Sample-Efficient Hypergradient Estimation for Decentralized Bi-Level Reinforcement Learning

TL;DR

This paper introduces a sample-efficient method for hypergradient estimation in decentralized bi-level reinforcement learning, enabling effective optimization when the leader cannot intervene directly in the follower's process.

Contribution

It presents a novel hypergradient formulation using the Boltzmann covariance trick, allowing efficient, sample-based optimization in high-dimensional, decentralized RL settings.

Findings

Effective hypergradient estimation from interaction samples.

First method for hypergradient-based optimization in decentralized 2-player Markov games.

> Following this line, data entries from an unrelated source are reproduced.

PR #629, opened 2016-11-21
fix(node-renderer): fixes [hidden] issue

### LINKED ISSUE #612: [hidden]="true" not added to dom node when rendered on server
**Note: for support questions, please use one of these channels:** https://github.com/angular/universal/blob/master/CONTRIBUTING.md#question. This repository's issues are reserved for feature requests and bug reports. Also, **Preboot has moved** to https://github.com/angular/preboot - please make preboot-related issues there.
- **I'm submitting a ...**
- [x] bug report
- [ ] feature request
- [ ] support request => Please do not submit support request here, see note at the top of this template.
- **What modules are related to this Issue?**
- [ ] express-engine
- [ ] grunt-prerender
- [ ] gulp-prerender
- [ ] hapi-engine
- [ ] universal-next
- [x] universal
- [ ] webpack-prerender
- **Do you want to request a _feature_ or report a _bug_?**

bug
- **What is the current behavior?**

Using [hidden]="true" in template does not add "hidden" property in server-side rendered dom
- **If the current behavior is a bug, please provide the steps to reproduce and if possible a minimal demo of the problem** by creating a github repo.

Using the latest angular universal version, simply try to use [hidden]="true" on any element inside template and render on server. Then in the rendered dom there is no "hidden" property present.
- **What is the expected behavior?**

"hidden" property should be added to dom node.
- **What is the motivation / use case for changing the behavior?**
## 
- **Please tell us about your environment:**
- Angular version: 2.1.0
- Browser: [all]
- Language: [TypeScript 2.0.3 ]
- OS:  [Mac OS X]
- Platform: [NodeJs]
- **Other information** (e.g. detailed explanation, stacktraces, related issues, suggestions how to fix, links for us to have context, eg. stackoverflow, gitter, etc)

It seems that the "hidden" property is set but during rendering it is not applied to the actual dom node.

MarkPieszak:
Closes #612

You no longer need to use `[attr.hidden]`, `[hidden]` can be used like
normally suggested in Angular docs.

Tested with Boolean (true|false), and String|emptyString.

```
true | String.length > 0 will hide it.
false | emptyString, no hidden attribute added.

```

### DIFF
--- a/modules/platform-node/node-renderer.ts
+++ b/modules/platform-node/node-renderer.ts
@@ -60,7 +60,7 @@ export class NodeDomRootRenderer implements RootRenderer {
 
 }
 
-export const ATTRIBUTES = {
+export const ATTRIBUTES: { [name: string]: string[]; } = {
   textarea: [
     'autocapitalize',
     'autocomplete',
@@ -224,7 +224,7 @@ export const ATTRIBUTES = {
 };
 
 // TODO(gdi2290): provide better whitelist above to alias setting props as attrs
-export const IGNORE_ATTRIBUTES = {
+export const IGNORE_ATTRIBUTES: { [key: string]: boolean; } = {
   'innerHTML': true,
   'hidden' : true
 };
@@ -448,7 +448,7 @@ export class NodeDomRenderer extends DomRenderer {
     return el;
   }
 
-  _isObject(val) {
+  _isObject(val: any) {
     if (val === null) {
       return false;
     }
@@ -520,7 +520,7 @@ export class NodeDomRenderer extends DomRenderer {
     return super.invokeElementMethod(location, methodName, args);
   }
 
-  _setDisabledAttribute(renderElement, _propertyName, propertyValue) {
+  _setDisabledAttribute(renderElement: any, _propertyName: any, propertyValue: any) {
     if (isPresent(propertyValue)) {
       if (propertyValue === true || propertyValue.toString() !== 'false') {
         return super.setElementAttribute(renderElement, 'disabled', 'disabled');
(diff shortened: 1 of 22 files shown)


modules/platform-node/node-renderer.ts
```diff
@@ -559,6 +566,18 @@ export class NodeDomRenderer extends DomRenderer {
     }
     return super.setElementAttribute(renderElement, propertyName, propertyValue);
   }
+
+  _setHiddenAttribute(renderElement: any, propertyName: any, propertyValue: any) {
+    if (isPresent(propertyValue)) {
+      // Follow Angular default behavior, true || string (of anything) will cause it to be hidden
+      if (propertyValue === true || propertyValue.toString().length) {
```
KostyaEsmukov: I guess the `propertyValue.toString().length` would convert boolean `false` to a string and evaluate to true, which seems unexpected here.

    > let propertyValue = false
    undefined
    > !!(propertyValue === true || propertyValue.toString().length)
    true // I expect false here
    > !!(propertyValue.toString().length)
    true
    > propertyValue.toString()
    'false'

Please correct me if I'm wrong. I would simplify this condition as just `(propertyValue)` -- which will match both `true` and a non-empty string.

MarkPieszak: Is it running incorrectly when you pass in `false`? I was pretty sure I had scenarios for that thought it was working

KostyaEsmukov: Yes, I think it is. It renders `hidden="false"`, which actually makes the element hidden.
https://plnkr.co/edit/t65ZO82WziEygEBNgAVR?p=preview

MarkPieszak: In that case it's a String of "false", if you pass any string at all it'll hide it (that seems to be the default functionality in angular Core as well).

But you're right if you pass an actual `boolean false` it'll hit that OR operator, turn it into a string anyway and length === 5 ! Good catch 👍

MarkPieszak: Just patched it in #663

Demonstrated success in discrete and continuous state tasks.

Abstract

Many strategic decision-making problems, such as environment design for warehouse robots, can be naturally formulated as bi-level reinforcement learning (RL), where a leader agent optimizes its objective while a follower solves a Markov decision process (MDP) conditioned on the leader's decisions. In many situations, a fundamental challenge arises when the leader cannot intervene in the follower's optimization process; it can only observe the optimization outcome. We address this decentralized setting by deriving the hypergradient of the leader's objective, i.e., the gradient of the leader's strategy that accounts for changes in the follower's optimal policy. Unlike prior hypergradient-based methods that require extensive data for repeated state visits or rely on gradient estimators whose complexity can increase substantially with the high-dimensional leader's decision space, we leverage the Boltzmann covariance trick to derive an alternative hypergradient formulation. This enables efficient hypergradient estimation solely from interaction samples, even when the leader's decision space is high-dimensional. Additionally, to our knowledge, this is the first method that enables hypergradient-based optimization for 2-player Markov games in decentralized settings. Experiments highlight the impact of hypergradient updates and demonstrate our method's effectiveness in both discrete and continuous state tasks.